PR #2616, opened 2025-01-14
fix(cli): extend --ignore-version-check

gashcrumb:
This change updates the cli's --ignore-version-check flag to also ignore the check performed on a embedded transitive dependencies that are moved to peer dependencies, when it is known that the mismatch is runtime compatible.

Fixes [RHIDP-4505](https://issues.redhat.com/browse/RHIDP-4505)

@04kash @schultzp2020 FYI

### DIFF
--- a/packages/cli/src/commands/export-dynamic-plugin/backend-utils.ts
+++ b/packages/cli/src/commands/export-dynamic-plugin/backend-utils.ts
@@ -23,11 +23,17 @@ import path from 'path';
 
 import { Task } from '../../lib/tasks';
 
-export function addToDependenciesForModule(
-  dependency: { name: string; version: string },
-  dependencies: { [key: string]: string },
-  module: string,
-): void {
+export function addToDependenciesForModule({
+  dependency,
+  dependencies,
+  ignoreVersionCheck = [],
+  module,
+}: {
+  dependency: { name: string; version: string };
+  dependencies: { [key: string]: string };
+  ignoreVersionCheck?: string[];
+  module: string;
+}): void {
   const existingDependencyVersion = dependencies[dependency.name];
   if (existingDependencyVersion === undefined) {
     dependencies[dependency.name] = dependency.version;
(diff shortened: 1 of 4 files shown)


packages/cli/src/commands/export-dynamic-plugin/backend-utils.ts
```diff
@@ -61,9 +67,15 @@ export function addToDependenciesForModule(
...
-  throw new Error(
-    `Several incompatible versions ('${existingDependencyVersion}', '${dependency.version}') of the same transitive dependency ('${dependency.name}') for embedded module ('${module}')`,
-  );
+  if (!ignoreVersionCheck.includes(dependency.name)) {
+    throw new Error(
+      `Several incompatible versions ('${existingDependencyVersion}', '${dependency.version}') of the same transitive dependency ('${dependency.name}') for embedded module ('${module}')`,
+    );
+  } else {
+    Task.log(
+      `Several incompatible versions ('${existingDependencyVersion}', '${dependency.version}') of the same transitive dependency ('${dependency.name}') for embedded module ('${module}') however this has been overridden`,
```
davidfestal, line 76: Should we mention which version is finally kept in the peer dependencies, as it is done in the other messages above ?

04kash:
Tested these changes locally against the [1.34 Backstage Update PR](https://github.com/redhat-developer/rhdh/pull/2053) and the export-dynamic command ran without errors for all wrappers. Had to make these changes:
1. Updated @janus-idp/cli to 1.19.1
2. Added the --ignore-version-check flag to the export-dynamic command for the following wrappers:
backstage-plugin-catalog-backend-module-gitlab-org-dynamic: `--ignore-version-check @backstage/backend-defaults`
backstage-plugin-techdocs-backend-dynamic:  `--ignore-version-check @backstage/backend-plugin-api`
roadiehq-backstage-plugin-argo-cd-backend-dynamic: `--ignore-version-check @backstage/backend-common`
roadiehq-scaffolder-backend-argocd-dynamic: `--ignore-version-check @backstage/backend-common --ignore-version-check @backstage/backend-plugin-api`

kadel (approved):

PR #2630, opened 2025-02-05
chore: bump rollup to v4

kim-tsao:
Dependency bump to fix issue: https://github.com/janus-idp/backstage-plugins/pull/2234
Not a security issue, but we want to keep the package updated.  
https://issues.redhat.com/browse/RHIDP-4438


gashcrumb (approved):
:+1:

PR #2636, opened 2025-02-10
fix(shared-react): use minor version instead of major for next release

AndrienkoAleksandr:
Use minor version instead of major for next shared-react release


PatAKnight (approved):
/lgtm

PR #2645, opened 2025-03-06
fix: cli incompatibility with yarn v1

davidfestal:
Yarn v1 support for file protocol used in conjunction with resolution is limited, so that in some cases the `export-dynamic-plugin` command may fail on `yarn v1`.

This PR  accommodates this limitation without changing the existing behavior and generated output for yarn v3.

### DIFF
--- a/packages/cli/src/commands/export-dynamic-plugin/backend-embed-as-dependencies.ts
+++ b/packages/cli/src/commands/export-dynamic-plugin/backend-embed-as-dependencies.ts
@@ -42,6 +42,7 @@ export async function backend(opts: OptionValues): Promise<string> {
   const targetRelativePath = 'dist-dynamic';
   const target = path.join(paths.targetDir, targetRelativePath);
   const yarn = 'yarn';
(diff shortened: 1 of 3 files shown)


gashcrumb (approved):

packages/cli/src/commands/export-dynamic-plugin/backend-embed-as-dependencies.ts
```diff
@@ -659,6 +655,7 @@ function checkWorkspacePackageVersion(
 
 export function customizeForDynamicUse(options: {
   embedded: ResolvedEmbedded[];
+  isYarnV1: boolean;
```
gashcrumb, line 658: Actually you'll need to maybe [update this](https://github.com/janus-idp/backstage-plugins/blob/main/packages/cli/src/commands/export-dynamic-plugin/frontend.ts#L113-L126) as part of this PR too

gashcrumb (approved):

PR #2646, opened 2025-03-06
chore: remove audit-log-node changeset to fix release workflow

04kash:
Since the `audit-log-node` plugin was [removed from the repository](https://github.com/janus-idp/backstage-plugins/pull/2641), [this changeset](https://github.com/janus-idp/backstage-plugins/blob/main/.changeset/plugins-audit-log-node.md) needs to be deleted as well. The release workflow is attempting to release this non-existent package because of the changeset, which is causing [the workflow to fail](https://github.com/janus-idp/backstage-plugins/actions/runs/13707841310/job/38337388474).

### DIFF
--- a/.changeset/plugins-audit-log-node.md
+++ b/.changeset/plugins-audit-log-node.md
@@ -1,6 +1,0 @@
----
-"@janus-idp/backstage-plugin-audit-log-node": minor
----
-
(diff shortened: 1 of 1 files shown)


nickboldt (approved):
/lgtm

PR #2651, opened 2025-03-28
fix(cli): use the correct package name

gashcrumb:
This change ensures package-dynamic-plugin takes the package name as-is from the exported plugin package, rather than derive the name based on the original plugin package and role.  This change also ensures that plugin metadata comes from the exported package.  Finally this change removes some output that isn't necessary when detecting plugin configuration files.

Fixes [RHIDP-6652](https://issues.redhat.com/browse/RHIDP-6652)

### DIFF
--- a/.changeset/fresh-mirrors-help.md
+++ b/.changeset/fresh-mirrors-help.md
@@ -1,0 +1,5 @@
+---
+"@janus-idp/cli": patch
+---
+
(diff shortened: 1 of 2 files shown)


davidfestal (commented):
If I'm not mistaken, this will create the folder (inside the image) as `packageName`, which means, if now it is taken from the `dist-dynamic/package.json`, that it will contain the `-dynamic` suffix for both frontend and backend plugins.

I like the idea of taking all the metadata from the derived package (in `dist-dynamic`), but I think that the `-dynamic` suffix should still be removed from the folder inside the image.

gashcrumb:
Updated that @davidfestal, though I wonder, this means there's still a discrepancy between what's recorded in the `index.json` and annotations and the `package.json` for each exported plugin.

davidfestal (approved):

-*-

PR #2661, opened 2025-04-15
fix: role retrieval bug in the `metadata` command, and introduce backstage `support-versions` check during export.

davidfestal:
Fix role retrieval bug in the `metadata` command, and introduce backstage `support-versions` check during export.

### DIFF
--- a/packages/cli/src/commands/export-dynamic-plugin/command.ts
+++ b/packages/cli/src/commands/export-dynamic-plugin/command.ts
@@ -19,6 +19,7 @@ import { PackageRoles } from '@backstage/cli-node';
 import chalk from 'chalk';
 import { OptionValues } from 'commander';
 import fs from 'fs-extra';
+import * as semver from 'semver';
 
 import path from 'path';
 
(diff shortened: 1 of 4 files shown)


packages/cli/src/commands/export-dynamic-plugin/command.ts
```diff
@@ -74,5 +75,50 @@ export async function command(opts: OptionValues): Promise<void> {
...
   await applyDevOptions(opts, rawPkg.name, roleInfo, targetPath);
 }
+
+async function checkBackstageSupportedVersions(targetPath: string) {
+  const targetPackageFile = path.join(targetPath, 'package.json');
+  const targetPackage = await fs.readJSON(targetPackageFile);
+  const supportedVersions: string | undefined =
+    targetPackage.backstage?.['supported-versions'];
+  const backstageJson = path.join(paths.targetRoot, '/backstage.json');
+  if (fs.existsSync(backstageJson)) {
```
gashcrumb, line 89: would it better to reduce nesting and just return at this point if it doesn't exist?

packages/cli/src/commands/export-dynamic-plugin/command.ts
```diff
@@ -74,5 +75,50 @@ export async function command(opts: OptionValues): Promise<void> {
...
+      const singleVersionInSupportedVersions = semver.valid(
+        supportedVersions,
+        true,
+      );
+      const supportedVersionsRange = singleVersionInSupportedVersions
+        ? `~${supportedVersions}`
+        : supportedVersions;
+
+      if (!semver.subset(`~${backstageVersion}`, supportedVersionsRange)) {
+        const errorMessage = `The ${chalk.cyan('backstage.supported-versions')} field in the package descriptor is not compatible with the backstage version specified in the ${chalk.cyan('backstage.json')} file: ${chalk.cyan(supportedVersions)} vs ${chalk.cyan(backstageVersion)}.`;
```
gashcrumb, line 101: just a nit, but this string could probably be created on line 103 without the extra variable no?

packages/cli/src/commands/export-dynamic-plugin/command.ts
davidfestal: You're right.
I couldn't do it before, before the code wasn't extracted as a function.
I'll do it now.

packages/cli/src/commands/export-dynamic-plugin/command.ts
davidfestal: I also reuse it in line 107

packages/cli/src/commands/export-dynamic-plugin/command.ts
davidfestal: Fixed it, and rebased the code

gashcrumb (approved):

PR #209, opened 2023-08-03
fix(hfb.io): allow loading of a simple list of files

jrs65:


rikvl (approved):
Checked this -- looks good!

-*-

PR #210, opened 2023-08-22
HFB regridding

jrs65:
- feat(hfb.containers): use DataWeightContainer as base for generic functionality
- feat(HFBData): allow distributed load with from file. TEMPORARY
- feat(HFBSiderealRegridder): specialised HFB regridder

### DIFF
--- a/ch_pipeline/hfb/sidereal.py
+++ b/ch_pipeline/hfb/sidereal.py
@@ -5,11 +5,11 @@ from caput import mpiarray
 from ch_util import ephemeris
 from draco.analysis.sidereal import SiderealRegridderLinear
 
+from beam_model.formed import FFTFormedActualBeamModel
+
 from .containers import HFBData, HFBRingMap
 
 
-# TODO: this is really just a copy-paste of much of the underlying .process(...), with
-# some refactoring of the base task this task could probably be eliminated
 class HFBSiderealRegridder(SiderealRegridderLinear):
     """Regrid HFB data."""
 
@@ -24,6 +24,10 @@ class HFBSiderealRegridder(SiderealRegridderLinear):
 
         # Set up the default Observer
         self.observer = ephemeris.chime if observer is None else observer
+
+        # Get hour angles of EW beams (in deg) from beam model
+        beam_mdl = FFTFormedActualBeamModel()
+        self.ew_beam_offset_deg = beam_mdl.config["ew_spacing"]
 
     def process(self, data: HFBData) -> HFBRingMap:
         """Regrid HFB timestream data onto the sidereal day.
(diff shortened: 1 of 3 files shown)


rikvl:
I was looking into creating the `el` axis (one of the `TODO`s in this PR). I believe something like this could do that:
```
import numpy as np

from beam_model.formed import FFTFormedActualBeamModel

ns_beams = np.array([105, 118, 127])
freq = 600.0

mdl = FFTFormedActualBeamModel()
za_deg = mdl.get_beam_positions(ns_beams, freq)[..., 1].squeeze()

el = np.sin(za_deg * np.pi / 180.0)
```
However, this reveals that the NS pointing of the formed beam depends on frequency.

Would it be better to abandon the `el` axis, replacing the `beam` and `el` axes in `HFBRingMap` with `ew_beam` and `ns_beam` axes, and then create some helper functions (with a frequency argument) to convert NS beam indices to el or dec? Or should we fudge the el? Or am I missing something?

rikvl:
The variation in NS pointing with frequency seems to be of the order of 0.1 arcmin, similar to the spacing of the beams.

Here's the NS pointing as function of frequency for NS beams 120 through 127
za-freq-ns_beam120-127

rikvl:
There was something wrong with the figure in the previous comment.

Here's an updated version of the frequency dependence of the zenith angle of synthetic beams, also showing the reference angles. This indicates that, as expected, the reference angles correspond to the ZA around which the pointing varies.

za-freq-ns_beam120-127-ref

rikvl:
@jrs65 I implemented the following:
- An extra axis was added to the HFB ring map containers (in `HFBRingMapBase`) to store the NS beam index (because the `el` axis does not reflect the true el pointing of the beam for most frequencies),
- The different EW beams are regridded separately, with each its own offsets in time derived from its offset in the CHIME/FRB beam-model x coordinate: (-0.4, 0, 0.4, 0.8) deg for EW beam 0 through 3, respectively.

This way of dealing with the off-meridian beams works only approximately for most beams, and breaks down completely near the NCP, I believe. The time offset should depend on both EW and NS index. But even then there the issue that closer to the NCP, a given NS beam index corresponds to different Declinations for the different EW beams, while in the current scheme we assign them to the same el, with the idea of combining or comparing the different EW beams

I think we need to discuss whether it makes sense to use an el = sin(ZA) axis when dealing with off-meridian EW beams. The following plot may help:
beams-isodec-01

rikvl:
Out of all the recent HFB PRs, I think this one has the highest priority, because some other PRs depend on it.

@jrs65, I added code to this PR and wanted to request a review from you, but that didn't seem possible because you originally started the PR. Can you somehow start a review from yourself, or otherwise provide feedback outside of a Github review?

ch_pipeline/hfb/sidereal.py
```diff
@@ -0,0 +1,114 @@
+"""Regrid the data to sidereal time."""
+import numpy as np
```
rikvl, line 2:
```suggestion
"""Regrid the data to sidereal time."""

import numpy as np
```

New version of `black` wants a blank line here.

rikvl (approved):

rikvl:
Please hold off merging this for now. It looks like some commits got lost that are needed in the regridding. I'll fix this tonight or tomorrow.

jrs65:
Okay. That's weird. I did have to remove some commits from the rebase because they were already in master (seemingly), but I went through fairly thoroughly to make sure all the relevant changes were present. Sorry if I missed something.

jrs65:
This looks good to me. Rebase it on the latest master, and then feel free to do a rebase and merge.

-*-

All that is needed is the exact run of lines above from the line containing "-42,6 +42,7 @@" through the line containing "(diff shortened: 1 of 2 files shown)", both of them included.

@@ -42,6 +42,7 @@ export async function backend(opts: OptionValues): Promise<string> {
   const targetRelativePath = 'dist-dynamic';
   const target = path.join(paths.targetDir, targetRelativePath);
   const yarn = 'yarn';
(diff shortened: 1 of 3 files shown)


gashcrumb (approved):

packages/cli/src/commands/export-dynamic-plugin/backend-embed-as-dependencies.ts
```diff
@@ -659,6 +655,7 @@ function checkWorkspacePackageVersion(
 
 export function customizeForDynamicUse(options: {
   embedded: ResolvedEmbedded[];
+  isYarnV1: boolean;
```
gashcrumb, line 658: Actually you'll need to maybe [update this](https://github.com/janus-idp/backstage-plugins/blob/main/packages/cli/src/commands/export-dynamic-plugin/frontend.ts#L113-L126) as part of this PR too

gashcrumb (approved):

PR #2646, opened 2025-03-06
chore: remove audit-log-node changeset to fix release workflow

04kash:
Since the `audit-log-node` plugin was [removed from the repository](https://github.com/janus-idp/backstage-plugins/pull/2641), [this changeset](https://github.com/janus-idp/backstage-plugins/blob/main/.changeset/plugins-audit-log-node.md) needs to be deleted as well. The release workflow is attempting to release this non-existent package because of the changeset, which is causing [the workflow to fail](https://github.com/janus-idp/backstage-plugins/actions/runs/13707841310/job/38337388474).

### DIFF
--- a/.changeset/plugins-audit-log-node.md
+++ b/.changeset/plugins-audit-log-node.md
@@ -1,6 +1,0 @@
----
-"@janus-idp/backstage-plugin-audit-log-node": minor
----
-
(diff shortened: 1 of 1 files shown)


nickboldt (approved):
/lgtm

PR #2651, opened 2025-03-28
fix(cli): use the correct package name

gashcrumb:
This change ensures package-dynamic-plugin takes the package name as-is from the exported plugin package, rather than derive the name based on the original plugin package and role.  This change also ensures that plugin metadata comes from the exported package.  Finally this change removes some output that isn't necessary when detecting plugin configuration files.

Fixes [RHIDP-6652](https://issues.redhat.com/browse/RHIDP-6652)

### DIFF
--- a/.changeset/fresh-mirrors-help.md
+++ b/.changeset/fresh-mirrors-help.md
@@ -1,0 +1,5 @@
+---
+"@janus-idp/cli": patch
+---
+
(diff shortened: 1 of 2 files shown)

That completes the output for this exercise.